§ **REQUIRED WORK**: Produce an exact copy of the first line of the data below and each line after it, please, up to and including the one with "Also fixes some".

Collected data entries:
————
PR #72, opened 2025-05-04
feat: Remove transaction type from the transaction header struct

neilcampbell:
When adding the builders and object mothers I noticed that when creating a transaction it felt a little redundant assigning a specific transaction type inside a transaction header, given that it's nested within the `*TransactionFields` struct and then also wrapped in an enum variant which both specify the transaction type. Additionally it was possible to create a transaction with a mismatched transaction type.

This PR removes the TransactionType enum and leverages the serde enum tag feature. The FFI trait definitions have not changed.

### DIFF
--- a/crates/algokit_transact/src/test_utils/mod.rs
+++ b/crates/algokit_transact/src/test_utils/mod.rs
@@ -3,7 +3,7 @@ use std::fs::File;
 use crate::{
     transactions::{AssetTransferTransactionBuilder, PaymentTransactionBuilder},
     Address, AlgorandMsgpack, Byte32, SignedTransaction, Transaction, TransactionHeaderBuilder,
-    TransactionId, TransactionType,
+    TransactionId,
 };
 use base64::{prelude::BASE64_STANDARD, Engine};
 use convert_case::{Case, Casing};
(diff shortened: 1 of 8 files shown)


crates/algokit_transact/src/test_utils/mod.rs
```diff
@@ -36,42 +37,24 @@ impl TransactionHeaderMother {
...
                     .unwrap(),
             )
+            .fee(1000)
             .to_owned()
     }
 
-    pub fn simple_testnet_payment() -> TransactionHeaderBuilder {
+    pub fn simple_testnet() -> TransactionHeaderBuilder {
         Self::testnet()
-            .transaction_type(TransactionType::Payment)
```
joe-p, line 44: I'm a bit confused on why/how we're removing the transaction type here. Is it payment by default?

joe-p: Ahhh ok that makes sense. I was missing the fact that this was just for the header

neilcampbell:
@joe-p This PR has been rebase to the latest main and should be good to review again.

joe-p (approved):

PR #76, opened 2025-05-11
feat: add ci/cd workflow for the algod api clients

neilcampbell:
Also fixes some issues with the existing CI/CD pipeline jobs.

Depends on #74.


.github/workflows/ci_cd.yml
```diff
@@ -15,12 +15,15 @@ jobs:
...
+      # The API client packages
+      api_packages: ${{ steps.set_api_packages.outputs.api_packages }}
     steps:
       - id: set_ffi_packages
         run: echo 'ffi_packages=["algokit_transact"]' >> $GITHUB_OUTPUT
+      - id: set_api_packages
+        run: echo 'api_packages=["algod_api"]' >> $GITHUB_OUTPUT
 
   typescript_wasm_ci_cd:
-    concurrency: ${{ github.event_name == 'push' && format('cd-{0}', github.ref) || format('ci-typescript_wasm-{0}', github.run_id) }}
```
neilcampbell, line 23: I'm assuming this was added as a mechanism for running these steps sequentially only when running release builds?

Unfortunately concurrency in GH actions doesn't quite work like that and instead returns `Canceling since a higher priority waiting request for '{build}' exists`.

.github/workflows/python_uniffi_ci_cd.yml
```diff
@@ -54,17 +55,24 @@ jobs:
...
+      - name: Convert to Python Version
+        if: steps.semantic_release.outputs.version != ''
+        id: convert_version
+        uses: ./.github/actions/as-python-version
+        with:
+          version: ${{ steps.semantic_release.outputs.version }}
       - name: Update version in pyproject.toml
         if: steps.semantic_release.outputs.version != ''
-        run: sed -i 's/version = .*/version = "${{ steps.semantic_release.outputs.version }}"/' pyproject.toml
+        run: sed -i '0,/version = .*/s//version = "${{ steps.convert_version.outputs.version }}"/' pyproject.toml
```
neilcampbell, line 75: Only replace the first match, as dependencies can (and do) also have a "version" key specified.

aorumbayev (approved):
Worth verifying e2e from a fork otherwise looks good to me

PR #81, opened 2025-05-14
feat: estimate transaction size in the FFI crate

CiottiGiorgio:
I thought this code is common enough we might want it in core.

I am still missing a way to do it in the rust crate. After I do that, the FFI crate should only re-expose what's in the core crate.

Also, I haven't taken the approach of actually signing it as it is a slow operation. I decided to attach an invalid signature, encode, and get the size.

I've also seen a bunch of times just adding `75` to the encoding length without a signature. I am assuming `75` comes up from the field name, the encoding and the signature length.
What approach do we think is best?

### DIFF
--- a/crates/algokit_transact/src/transactions/mod.rs
+++ b/crates/algokit_transact/src/transactions/mod.rs
@@ -61,7 +61,7 @@ impl TransactionId for Transaction {}
 
 impl EstimateTransactionSize for Transaction {
     fn estimate_size(&self) -> Result<usize, AlgoKitTransactError> {
-        return Ok(self.encode()?.len() + ALGORAND_SIGNATURE_ENCODING_INCR);
+        return Ok(self.encode_raw()?.len() + ALGORAND_SIGNATURE_ENCODING_INCR);
     }
 }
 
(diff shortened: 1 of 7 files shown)


neilcampbell:
> I've also seen a bunch of times just adding 75 to the encoding length without a signature. I am assuming 75 comes up from the field name, the encoding and the signature length.

Yeah that's what the JS SDK does to. I think we keep the logic the same.

CiottiGiorgio:
Huh. Interesting. I'll make the change.

crates/algokit_transact/src/transactions/mod.rs
```diff
@@ -59,6 +59,19 @@ impl AssetTransferTransactionBuilder {
 impl AlgorandMsgpack for Transaction {}
 impl TransactionId for Transaction {}
 
+impl EstimateTransactionSize for Transaction {
+    fn estimate_size(&self) -> Result<usize, AlgoKitTransactError> {
```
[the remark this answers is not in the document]
CiottiGiorgio: Fixed

crates/algokit_transact/src/transactions/mod.rs
```diff
@@ -59,6 +59,12 @@ impl AssetTransferTransactionBuilder {
...
```
neilcampbell, line 63: Worth adding a simple test?

neilcampbell (approved):

crates/algokit_transact/src/transactions/mod.rs
CiottiGiorgio: Absolutely

joe-p:
Yeah I imagine 75 is the size of the signature struct and signature itself? This is probably something we can improve by adding parameters to the estimate_size function, but I don't think that necessary right now

joe-p (approved):

PR #93, opened 2025-05-19
Fix bundling for commonjs

PatrickDinh:
Fixes #
- Bundling for commonjs
- Remove the need for top level await

### DIFF
--- a/packages/typescript/algokit_transact/src/esm.ts
+++ b/packages/typescript/algokit_transact/src/esm.ts
@@ -6,4 +6,4 @@ import mod from "../pkg/algokit_transact_ffi_bg.wasm";
 import { initSync } from "../pkg/algokit_transact_ffi";
 
 //@ts-ignore
-await initSync({ module: await mod() });
+initSync({ module: mod() });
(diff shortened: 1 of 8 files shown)


packages/typescript/algokit_transact/src/esm.ts
```diff
@@ -6,4 +6,4 @@ import mod from "../pkg/algokit_transact_ffi_bg.wasm";
 import { initSync } from "../pkg/algokit_transact_ffi";
 
 //@ts-ignore
-await initSync({ module: await mod() });
+initSync({ module: mod() });
```
PatrickDinh, line 9: the `initSync` method is a sync method, we don't need to await it. This means we don't need to support top level await

scripts/build/languages/typescript.ts
```diff
@@ -17,7 +17,7 @@ async function build(crate: string, mode: "esm" | "cjs" | "wasm2js", cwd: string
       await wasmPack(crate, "web", cwd);
       break;
     case "cjs":
-      await wasmPack(crate, "nodejs", cwd);
+      await wasmPack(crate, "web", cwd);
```
PatrickDinh, line 20: For commonjs, we still run wasm-pack targeting the web. If we target node, the output will try to load the wasm file from disk. We don't need this behaviour because the plugin `@rollup/plugin-wasm` will inline the wasm file as base64 string for us.

neilcampbell (approved):

aorumbayev (approved):

PR #95, opened 2025-05-21
feat: initial msgpack encoding/decoding support for Simulate endpoint

aorumbayev:
## Proposed changes

Adds initial full e2e flow supporting msgpack encoding decoding in simulate requests. 

- Merges manual model definitions in rust for simulate request and response objects by combining previous state of this pr (see commit history) and taking into account latest architecture discussions into algokit_transact and algokit_transact_ffi crates
- Expands python and typescript templates to support msgpack encoding and decoding of:
- - SimulateRequest and SimulateResponse models (encoding request, decoding response)
- Adds extra integration tests to validate simulate endpoint using msgpack encoding/decoding via transact crate
- Adds extra integration tests to validate account information endpoints (json only)

## Follow up actions needed

- In separate PR commit to renaming algokit_transact_ffi crate into algokit_models_ffi as per latest architecture discussion 
- In separate PR commit to exposing SignedTransaction object via ffi. Afterwards, test and simplify manual decoding encoding logic for simulate models manually written in this pr and merge. 
- In separate PR, upon merging above two final step is to optimize auto generation of **SELECT** message pack models that we want to support. IMHO we should additionally add support for block endpoint and only add new msgpack models if we see the need or upon requests - evidence from algosdk libraries suggests that primary areas of concern where msgpack is defaulted to is mainly blocks, simulate and pending transaction endpoints.


api/specs/compatibility.md
```diff
@@ -55,3 +55,25 @@
 | GET /v2/experimental                                     | ❌               | N/A           | ✅            | N/A        |
 | GET /v2/devmode/blocks/offset                            | ❌               | N/A           | ✅            | N/A        |
 | POST /v2/devmode/blocks/offset/{offset}                  | ❌               | N/A           | ✅            | N/A        |
+
+Similar to above but focused on abstractions:
+
+| Abstraction                         | Related Endpoints                                                             | Supports msgpack Encoding | Supports msgpack Decoding |
+| ----------------------------------- | ----------------------------------------------------------------------------- | ------------------------- | ------------------------- |
+| Account                             | GET /v2/accounts/{address}                                                    | No                        | Yes                       |
```
aorumbayev, line 63: @neilcampbell @joe-p @PatrickDinh 
I am of an opinion that we should not allow performing decoding for models that only support/are relevant for encoding and vice versa. For instance Account model is mainly returned in response when msgpack is specified explicitly, its relevant only for decoding. Unless you can think of the scenarios where something like that would useful, let me know if you agree that it makes sense to comply with the spec's behaviour and simply throw something like NotImplemented whenever user tries to encode/decode a model that is only meant for decoding/encoding or does not support msgpack at all. 

This table summarizes all abstractions from algod spec that are relevant to msgpack formats along with their associated endpoints and whether they do support  encoding and/or decoding.

aorumbayev, line 63: Fun fact, when you use the accounts endpoint and try to obtain the account info in msgpack format, the returned msgpack object when decoded differs from what algod states in the schema. It seems like schema only prefers the json formats without explicitly documenting the discrepancies on what happens with the same schema structure when in msgpack format. I am not sure why in msgpack format algod does not return the address field, which according to the spec can't be a null object. I tweaked the decoding atm to set an empty string when decoding that msgpack. 

We would need to document this difference somewhere in our own version of the algod spec so its reflected in docstrings. @joe-p are you aware of any other algod related models where schema states in the spec differs from what is returned on the same endpoints for the same schema but under msgpack format?

neilcampbell: That makes sense to me if the OAS doesn't define it as a supported format.

neilcampbell: Rather than setting to an empty string, could we use the address argument. Presumably that is more difficult than it sounds, given these clients are code gen'd.

neilcampbell:
> @neilcampbell Are we ok with covering support for remaining msgpack related abstractions in follow up PRs? I'm concerned with the size of this PR and would prefer having this one well reviewed merged and then having remaining bits in smaller chunks.

That seems ok to me.

crates/algokit_msgpack_ffi/src/lib.rs
```diff
@@ -0,0 +1,140 @@
...
+    model_type: ModelType,
+    base64_str: &str,
+) -> Result<String, AlgoKitMsgPackError> {
+    let internal_type: InternalModelType = model_type.into();
+    Ok(decode_base64_msgpack_to_json(internal_type, base64_str)?)
+}
+
+#[ffi_func]
+pub fn list_supported_models_ffi() -> Vec<ModelType> {
+    algokit_msgpack::list_supported_models()
```
neilcampbell, line 136:
```suggestion
pub fn supported_models_ffi() -> Vec<ModelType> {
    algokit_msgpack::supported_models()
```

packages/typescript/algokit_msgpack/release.config.cjs
```diff
@@ -2,8 +2,7 @@ const releaseUtils = require("../../../utils/semantic-release.cjs");
 
 const config = releaseUtils.getConfig({
```
neilcampbell, line 3: Looks like this file was deleted from `algod_api`, however it shouldn't have.

scripts/build/languages/typescript.ts
```diff
@@ -68,5 +68,19 @@ export async function buildTypescript(crate: string) {
...
+    `packages/typescript/${crate}/pkg/${crate}_ffi.d.ts`,
+    `packages/typescript/${crate}/dist/index.d.ts`,
+  );
+
+  // Ensure the raw wasm blob is present next to the *.node.cjs bundle that
+  // Node (and Vitest when transpiling to CommonJS) will load via
+  //   readFileSync(path.join(__dirname, '<crate>_ffi_bg.wasm'))
+  // Rollup's CJS output does not inline the bytes, so we need to ship the
+  // file.  Copy it from the wasm-pack output directory into dist/.
+  fs.copyFileSync(
```
PatrickDinh, line 82: Can you please verify if this is still needed? I think after this [PR](https://github.com/algorandfoundation/algokit-core/pull/93), the wasm binary is always inline as base64 for CJS.

api/oas_templates/python/model_generic.mustache
```diff
@@ -394,6 +408,61 @@ class {{classname}}({{#parent}}{{{.}}}{{/parent}}{{^parent}}BaseModel{{/parent}}
...
+    @classmethod
+    def from_msgpack(cls, data: bytes) -> "Self":  # pragma: no cover – thin wrapper
+        """Create a new instance from Algorand MessagePack *data*.
+
+        The inverse of :pymeth:`to_msgpack`. Requires
+        ``algokit_msgpack`` to be importable.
+        """
+        if _ak_decode_msgpack is None or _AkModelType is None:
+            raise RuntimeError(
+                "algokit_msgpack is not available — install the extra binary wheel "
```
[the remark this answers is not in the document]
aorumbayev: Fixed

scripts/build/languages/typescript.ts
aorumbayev: @PatrickDinh verified that it works without the copy.

PR #106, opened 2025-05-25
fix: correct id raw naming to match encode raw convention

neilcampbell:
Renaming the method for generating a raw id (`id_raw`) to match the naming convention of raw encoding (`encode_raw`).


packages/swift/AlgoKitTransact/Frameworks/algokit_transact.xcframework/ios-arm64/Headers/algokit_transactFFI.h
PatrickDinh, line 1: Unrelated to this PR: should we remove these autogenerated files from Git?

PR #108, opened 2025-05-27
fix: changing to a build backend that correctly generated wheels with dependencies

CiottiGiorgio:
This fix changes the build backend used by poetry and the resulting wheel correctly specifies a METADATA file within the archive that contains the transitive dependencies of this package


api/oas_templates/python/pyproject.mustache
```diff
@@ -43,8 +43,8 @@ algokit-utils = "4.0.0"
 algokit-transact = { path = "../../../packages/python/algokit_transact" }
 
 [build-system]
-requires = ["setuptools"]
-build-backend = "setuptools.build_meta"
+requires = ["poetry-core>=1.0.0"]
```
————
§ **SOLUTION TO THE PROBLEM**:
PR #72, opened 2025-05-04
feat: Remove transaction type from the transaction header struct

neilcampbell:
When adding the builders and object mothers I noticed that when creating a transaction it felt a little redundant assigning a specific transaction type inside a transaction header, given that it's nested within the `*TransactionFields` struct and then also wrapped in an enum variant which both specify the transaction type. Additionally it was possible to create a transaction with a mismatched transaction type.

This PR removes the TransactionType enum and leverages the serde enum tag feature. The FFI trait definitions have not changed.

### DIFF
--- a/crates/algokit_transact/src/test_utils/mod.rs
+++ b/crates/algokit_transact/src/test_utils/mod.rs
@@ -3,7 +3,7 @@ use std::fs::File;
 use crate::{
     transactions::{AssetTransferTransactionBuilder, PaymentTransactionBuilder},
     Address, AlgorandMsgpack, Byte32, SignedTransaction, Transaction, TransactionHeaderBuilder,
-    TransactionId, TransactionType,
+    TransactionId,
 };
 use base64::{prelude::BASE64_STANDARD, Engine};
 use convert_case::{Case, Casing};
(diff shortened: 1 of 8 files shown)


crates/algokit_transact/src/test_utils/mod.rs
```diff
@@ -36,42 +37,24 @@ impl TransactionHeaderMother {
...
                     .unwrap(),
             )
+            .fee(1000)
             .to_owned()
     }
 
-    pub fn simple_testnet_payment() -> TransactionHeaderBuilder {
+    pub fn simple_testnet() -> TransactionHeaderBuilder {
         Self::testnet()
-            .transaction_type(TransactionType::Payment)
```
joe-p, line 44: I'm a bit confused on why/how we're removing the transaction type here. Is it payment by default?

joe-p: Ahhh ok that makes sense. I was missing the fact that this was just for the header

neilcampbell:
@joe-p This PR has been rebase to the latest main and should be good to review again.

joe-p (approved):

PR #76, opened 2025-05-11
feat: add ci/cd workflow for the algod api clients

neilcampbell:
Also fixes some issues with the existing CI/CD pipeline jobs.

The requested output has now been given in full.